Task material ▸
PR #484, opened 2025-09-25
Opponent matching

dethrace-labs:


src/DETHRACE/CMakeLists.txt
```diff
@@ -61,6 +61,8 @@ endif()
 
 target_sources(dethrace_obj PRIVATE
     common/skidmark.c
+    common/opponent.c
```
madebr, line 64: Is there significance to the change in order?

src/DETHRACE/common/opponent.c
```diff
@@ -254,8 +254,6 @@ void ProcessCurrentObjective(tOpponent_spec* pOpponent_spec, tProcess_objective_
     case eOOT_wait_for_some_hapless_sod:
         ProcessWaitForSomeHaplessSod(pOpponent_spec, pCommand);
         break;
-    case eOOT_rematerialise:
-        break;
```
madebr, line 258: Can these be surrounded with `#ifdef DETHRACE_FIX_BUGS`?
My compiler emits a warning when a switch is missing a enum value.

src/DETHRACE/CMakeLists.txt
dethrace-labs: yes, this is starting to follow the ordering of compilation units in the original binary. The first 9 functions of `skidmark` are perfect matches, so are all aligned in the same memory locations as the original.

Unfortunately, as soon as one function is slightly larger or smaller all the others go out of alignment. Still, ideally we'd have the same ordering of functions and eventually same alignment

PR #486, opened 2025-09-25
Add Arch Linux AUR link to `README.md`

buzz:
Add a note in `README.md` pointing Arch Linux users to the AUR package: https://aur.archlinux.org/packages/dethrace


madebr:
My 2c is to not add this to the readme as this does not scale.
Instead, let's create a wiki page where users can advertise their ports/distributions etc.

Activity ▸ Going through the records above, count the lines that hold the string "users" and give only the total.

Answer box ▸ 2